PINKO DAILY BRIEFS: Ben is in Pennsylvania this weekend so I'm stepping in. You know what that means? You guessed it! Pictures of women in their
underwear mountain bike armor! Just me? Anyway, here are a couple of things to keep your eye on today.
Joe the plumber may be looking to add
a failed congressional bid to his resume. Of course if he did pull off an upset in 2010 he would
still be qualified for a tax cut under Obama's plan, even with his
$169,300 congressional salary.
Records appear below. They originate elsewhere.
PR #8429, opened 2021-08-25
cherry-pick(release-1.14): avoid the "accept incoming network connections" dialog

### LINKED ISSUE #7937: [Feature]: CodeSign chromium by default in macOS big sur
### Feature request

In macOS big sur , every time I get a popup to allow the Chromium to access network when I execute test.

So I googled a bit that it said it's because of the app is not signed , so I'm doing something like

```
    cd $HOME/Library/Caches/ms-playwright/
    # codesign for chromium in Macos
    for d in chromium-*; do
        echo Sign $HOME/Library/Caches/ms-playwright/${d}/chrome-mac/Chromium.app
        sudo codesign --force --deep --sign - ./${d}/chrome-mac/Chromium.app
    done
```

however is it possible to sign it by default when install add new Chromium inside of $HOME/Library/Caches/ms-playwright?

aslushnikov:
PR #8162 SHA 819287cc0eeb77b449e208364fe80aac47ec690f

Fixes #7937

### DIFF
--- a/src/server/chromium/chromium.ts
+++ b/src/server/chromium/chromium.ts
@@ -197,7 +197,7 @@ const DEFAULT_ARGS = [
   '--disable-default-apps',
   '--disable-dev-shm-usage',
   '--disable-extensions',
-  '--disable-features=ImprovedCookieControls,LazyFrameLoading,GlobalMediaControls,DestroyProfileOnBrowserClose',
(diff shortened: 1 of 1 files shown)


mxschmitt:
This is afaik no regression, I would not release 1.14.2 only for that.

mxschmitt (approved):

Speaking of under-qualified republicans and large amounts of money, does anyone else find it odd that stores like the über gay men's clothing store
Atelier New York, where Sarah Palin supposedly did all her fancy shopping,
don't seem to have any recollection of the purchases? Either McCain staffers are getting
a little something for themselves on the corporate card, or they're trying to hide having bankrolled something even more sinister than
Naughty Monkey peep-toe pumps.
Lastly, if body armor doesn't do it for you, Entertainment Weekly has a new photo gallery of
18 Shameless Reality TV Stars including Real Worlder turned pro-wrestler
Trishelle Cannatella. Here at Pinko we predict that Trishelle may be the first reality star to have a sexually transmitted disease named after her. Given her love for
hot tub three-ways we're guessing something fungal... Yucky.
this is all totally gross.
Nico tells me that Atelier is more of a gay owned straight store (with asexual light fixtures?) something like that. Either way, not really the kind of place you’d expect Palin to drop a couple grand.